Ipswich Community Radio

Ipswich; England;
- Frequency: 105.7 FM
- RDS: ICR

Programming
- Format: Community radio

History
- First air date: 2007

Links
- Website: www.icrfm.com

= Ipswich Community Radio =

Ipswich Community Radio (ICR FM) is a community radio station in Ipswich, Suffolk. It was awarded a full-time FM licence in 2006, and began broadcasting on 105.7 FM in 2007.

The basic format of the station is to provide an output that is not in the mainstream and give people open opportunities to be on air through training courses. Content includes alternative music genres, speech and other locally sourced programmes.

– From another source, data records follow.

PR #1036, opened 2020-11-24
Add access policies with post_migrate signal

mdellweg:
fixes #7710
https://pulp.plan.io/issues/7710

@bmbouter Time for a first look at my design of this.

### DIFF
--- a/docs/plugins/plugin-writer/concepts/rbac/access_policy.rst
+++ b/docs/plugins/plugin-writer/concepts/rbac/access_policy.rst
@@ -130,63 +130,64 @@ AccessPolicy instance to exist.
 Shipping a Default Access Policy
 --------------------------------
 
-To ship an access policy, write a data migration that creates an ``AccessPolicy`` instance. Here's
-an example of code to create an instance, which would be contained in a data migration.
+To ship a default access policy, define a dictionary named ``DEFAULT_ACCESS_POLICY`` as a class
+attribute on a subclass of ``NamedModelViewSet`` containing both ``statements`` and
+``permissions_assignment``. The ``AccessPolicy`` instance will be then be created in the
+``pulp_migrate`` signal handler.
+
+Here's an example of code to define a default policy:
 
 .. code-block:: python
 
-    from pulpcore.plugin.models import AccessPolicy
+    class FileRemoteViewSet(RemoteViewSet):
 
-    FILE_REMOTE_STATEMENTS = [
-        {
-            "action": ["list"],
-            "principal": "authenticated",
-            "effect": "allow",
-        },
-        {
-            "action": ["create"],
-            "principal": "authenticated",
-            "effect": "allow",
-            "condition": "has_model_perms:file.add_fileremote",
-        },
-        {
-            "action": ["retrieve"],
-            "principal": "authenticated",
-            "effect": "allow",
-            "condition": "has_model_or_obj_perms:file.view_fileremote",
-        },
-        {
-            "action": ["update", "partial_update"],
-            "principal": "authenticated",
-            "effect": "allow",
-            "condition": "has_model_or_obj_perms:file.change_fileremote",
-        },
-        {
-            "action": ["destroy"],
-            "principal": "authenticated",
-            "effect": "allow",
-            "condition": "has_model_or_obj_perms:file.delete_fileremote",
-        },
-    ]
+    <...>
+        DEFAULT_ACCESS_POLICY = {
+            "statements": [
+                {
+                    "action": ["list"],
+                    "principal": "authenticated",
+                    "effect": "allow",
+                },
+                {
+                    "action": ["create"],
+                    "principal": "authenticated",
+                    "effect": "allow",
+                    "condition": "has_model_perms:file.add_fileremote",
+                },
+                {
+                    "action": ["retrieve"],
+                    "principal": "authenticated",
+                    "effect": "allow",
+                    "condition": "has_model_or_obj_perms:file.view_fileremote",
+                },
+                {
+                    "action": ["update", "partial_update"],
+                    "principal": "authenticated",
+                    "effect": "allow",
+                    "condition": "has_model_or_obj_perms:file.change_fileremote",
+                },
+                {
+                    "action": ["destroy"],
+                    "principal": "authenticated",
+                    "effect": "allow",
+                    "condition": "has_model_or_obj_perms:file.delete_fileremote",
+                },
+            ],
 
-    FILE_REMOTE_PERMISSIONS_ASSIGNMENT = [
-        {
-            "function": "add_for_object_creator",
-            "parameters": None,
-            "permissions": [
-                "file.view_fileremote", "file.change_fileremote", "file.delete_fileremote"
-            ]
+            "permissions_assignment": [
+                {
+                    "function": "add_for_object_creator",
+                    "parameters": None,
+                    "permissions": [
+                        "file.view_fileremote", "file.change_fileremote", "file.delete_fileremote"
+                    ]
+                },
+            ],
         }
-    ]
+        <...>
 
-    AccessPolicy.objects.create(
-        viewset_name="remotes/file/file",
-        statements=FILE_REMOTE_STATEMENTS,
-        permissions_assignment=FILE_REMOTE_PERMISSIONS_ASSIGNMENT
-    )
-
-The actual ``AccessPolicy`` statement is created at the end. The other data structures store the
-default policy. For en explanation of the ``permissions_assignment`` see the
+For an explanation of the ``permissions_assignment`` see the
 :ref:`shipping_a_default_new_object_policy` documentation.
 
 
--- a/pulpcore/app/apps.py
+++ b/pulpcore/app/apps.py
@@ -2,6 +2,7 @@ from collections import defaultdict
 from importlib import import_module
 
 from django import apps
+from django.db.models.signals import post_migrate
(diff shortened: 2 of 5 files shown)


bmbouter:
Overall I think this is strongly headed in the right direction. While running the code I ran into this problem with this PR and a freshly migrated to latest (e.g. `pclean`) system. Then I run

```
(pulp) [vagrant@pulp3-source-fedora32 pulp_ansible]$ pulpcore-manager flush
You have requested a flush of the database.
This will IRREVERSIBLY DESTROY all data currently in the 'pulp' database,
and return each table to an empty state.
Are you sure you want to do this?

    Type 'yes' to continue, or 'no' to cancel: yes
  File "/usr/local/lib/pulp/lib64/python3.8/site-packages/django/core/management/__init__.py", line 381, in execute_from_command_line
    utility.execute()
  File "/usr/local/lib/pulp/lib64/python3.8/site-packages/django/core/management/__init__.py", line 375, in execute
  File "/usr/local/lib/pulp/lib64/python3.8/site-packages/django/core/management/base.py", line 323, in run_from_argv
  File "/usr/local/lib/pulp/lib64/python3.8/site-packages/django/core/management/base.py", line 364, in execute
  File "/usr/local/lib/pulp/lib64/python3.8/site-packages/django/core/management/commands/flush.py", line 80, in handle
    emit_post_migrate_signal(verbosity, interactive, database)
  File "/usr/local/lib/pulp/lib64/python3.8/site-packages/django/core/management/sql.py", line 45, in emit_post_migrate_signal
    models.signals.post_migrate.send(
  File "/usr/local/lib/pulp/lib64/python3.8/site-packages/django/dispatch/dispatcher.py", line 173, in send
    return [
  File "/usr/local/lib/pulp/lib64/python3.8/site-packages/django/dispatch/dispatcher.py", line 174, in <listcomp>
    (receiver, receiver(signal=self, sender=sender, **named))
TypeError: _populate_access_policies() missing 1 required positional argument: 'apps'
```

mdellweg:
That strikes me as a rather unfortunate turn of events. The `apps` arg is documented to be passed unconditionally. ;(
https://docs.djangoproject.com/en/2.2/ref/signals/

mdellweg:
This will stay a draft until #1029 landed.

mdellweg:
Also i need to adjust the docs after #1029 merge.

bmbouter:
I've confirmed running the `pulpcore-manager flush` causes the AccessPolicy to still be present.

```
(pulp) [vagrant@pulp3-source-fedora32 ~]$ pulpcore-manager shell -c 'from pulpcore.app.models.access_policy import AccessPolicy;print(AccessPolicy.objects.all().count())'
1
(pulp) [vagrant@pulp3-source-fedora32 ~]$ pulpcore-manager flush
You have requested a flush of the database.
This will IRREVERSIBLY DESTROY all data currently in the 'pulp' database,
and return each table to an empty state.
Are you sure you want to do this?

    Type 'yes' to continue, or 'no' to cancel: yes
Initialize missing access policies for core.
Initialize missing access policies for ansible.
Initialize missing access policies for file.
(pulp) [vagrant@pulp3-source-fedora32 ~]$ pulpcore-manager shell -c 'from pulpcore.app.models.access_policy import AccessPolicy;print(AccessPolicy.objects.all().count())'
1
```

bmbouter:
I've confirmed this correctly does not overwrite a custom modified policy which is important too.

```
(pulp) [vagrant@pulp3-source-fedora32 ~]$ pulpcore-manager shell -c 'from pulpcore.app.models.access_policy import AccessPolicy;print(AccessPolicy.objects.first().statements)'
[{'action': ['list'], 'effect': 'allow', 'principal': 'authenticated'}, {'action': ['retrieve'], 'effect': 'allow', 'condition': 'has_model_or_obj_perms:core.view_task', 'principal': 'authenticated'}, {'action': ['destroy'], 'effect': 'allow', 'condition': 'has_model_or_obj_perms:core.delete_task', 'principal': 'authenticated'}, {'action': ['update', 'partial_update'], 'effect': 'allow', 'condition': 'has_model_or_obj_perms:core.change_task', 'principal': 'authenticated'}]
(pulp) [vagrant@pulp3-source-fedora32 ~]$ pulpcore-manager shell -c "from pulpcore.app.models.access_policy import AccessPolicy;foo = AccessPolicy.objects.first();foo.statements = {};foo.save()"
(pulp) [vagrant@pulp3-source-fedora32 ~]$ pulpcore-manager shell -c 'from pulpcore.app.models.access_policy import AccessPolicy;print(AccessPolicy.objects.first().statements)'
{}
(pulp) [vagrant@pulp3-source-fedora32 ~]$ pulpcore-manager migrate core
Operations to perform:
  Apply all migrations: core
Running migrations:
  No migrations to apply.
Initialize missing access policies for core.
Initialize missing access policies for ansible.
Initialize missing access policies for file.
(pulp) [vagrant@pulp3-source-fedora32 ~]$ pulpcore-manager shell -c 'from pulpcore.app.models.access_policy import AccessPolicy;print(AccessPolicy.objects.first().statements)'
{}
```

bmbouter (approved):
This looks great to me, and it tested well too. :+1: :tada:

docs/plugins/plugin-writer/concepts/rbac/access_policy.rst
```diff
@@ -130,63 +130,64 @@ AccessPolicy instance to exist.
 Shipping a Default Access Policy
 --------------------------------
 
-To ship an access policy, write a data migration that creates an ``AccessPolicy`` instance. Here's
-an example of code to create an instance, which would be contained in a data migration.
+To ship a default access policy, define a dictionary named ``DEFAULT_ACCESS_POLICY`` as a class
```
goosemania, line 133: What happens if I changed my mind and I want new defaults?
If the changes are additive, is it fine just to change it?
Maybe it's worth documenting the implication of changing the default policies and how other policies rely on their existence and so on. What do you think?

pulpcore/app/apps.py
```diff
@@ -82,6 +83,9 @@ def ready(self):
         self.import_serializers()
         self.import_urls()
         self.import_modelresources()
+        post_migrate.connect(
+            _populate_access_policies, sender=self, dispatch_uid="my_unique_identifier"
```
goosemania, line 87: Where is the `dispatch_uid` used? Would we benefit from having more meaningful id  or not really?

pulpcore/app/apps.py
```diff
@@ -164,3 +169,18 @@ class PulpAppConfig(PulpPluginAppConfig):
     # with manage.py, etc. This cannot contain a dot and must not conflict with the name of a
     # package containing a Django app.
     label = "core"
+
+
+def _populate_access_policies(sender, **kwargs):
+    print(f"Initialize missing access policies for {sender.label}.")
+    apps = kwargs.get("apps")
+    if apps is None:
+        from django.apps import apps
```
goosemania, line 178: What is the case when the `apps` is `None`?
[Docs](https://docs.djangoproject.com/en/2.2/ref/signals/#post-migrate) say that we should not use global `apps` registry if I read it correctly.

docs/plugins/plugin-writer/concepts/rbac/access_policy.rst
bmbouter: I agree users need to understand that they can change behaviors, and also when/why/how etc. For those user facing items, we don't have docs yet, all we have are these plugin writer docs. We should document that a default is only applied once, for example what if a plugin writer needs to adjust the default policy... These issues were already here though so I think they can be handled separately. If one of us should push a commit to his PR I'm ok with that also.

pulpcore/app/apps.py
bmbouter: I don't think it's used since in this case the receiver of the signal isn't interested in where the it was dispatched from.

bmbouter: I didn't expect it to be a required kwarg tho....

pulpcore/app/apps.py
bmbouter: In the early-on testing of this PR the docs say apps is always set but in practice it was not. Maybe that's a Django bug perhaps?

We do something similar here https://github.com/pulp/pulpcore/blob/master/pulpcore/app/apps.py#L15-L24 which is how Pulp handles "app discovery" and inspection at startup time.

This brings up another question: should we restrict to apps that are of type `PulpPluginAppConfig`. If so maybe we just switch to using the yielded items from `pulp_plugin_configs` https://github.com/pulp/pulpcore/blob/master/pulpcore/app/apps.py#L24 or maybe the viewsets loaded in pulpcore.apps ?

goosemania: Thanks for the background.
We can be more precise that we look only at pulp apps, however in this case I guess it's quite safe to load the global one, because we are accessing one specific model and not doing any discovery or iteration.

docs/plugins/plugin-writer/concepts/rbac/access_policy.rst
goosemania: Yeah, I meant to make it clear from a plugin writer point of view that changing defaults might not be an desirable thing.
A follow-up PR with any clarification sounds good. I didn't mean to block this PR with my comment.

pulpcore/app/apps.py
goosemania: This can also go in a follow-up PR if we want to merge this PR as is.

goosemania (approved):
Thanks!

Ipswich Community Radio broadcasts its live content from studios and transmitters in the town. From 2012 until 2023 the studio was in Turret Lane in Ipswich and the FM transmitter located in the Chantry area.

In 2023, the studios were relocated to Tower Street in Ipswich.

In 2015, the station was added to the RadioPlayer platform.

In 2016, the station went through a lot of major changes including the move of the transmitter after 2015 building work at Chantry High School meant a reduction in coverage. April 2016, this was rectified and the full service on FM is now restored. The station has now noticeably moved to icrfm.com on the web too.

In late 2016, the station launched ICR XMAS, a 24-hour Christmas music station, and then in 2017 launched online station ICR Flip.

In early 2025, the FM transmitter was relocated to a much higher location to the East of the town, and Ofcom (after consultation with RDI (Netherlands) and BIPT (Belgium)) authorised a power increase - the station can now be received on FM across East Suffolk and as well as its existing coverage areas of Ipswich, Babergh, Mid Suffolk and parts of North Essex.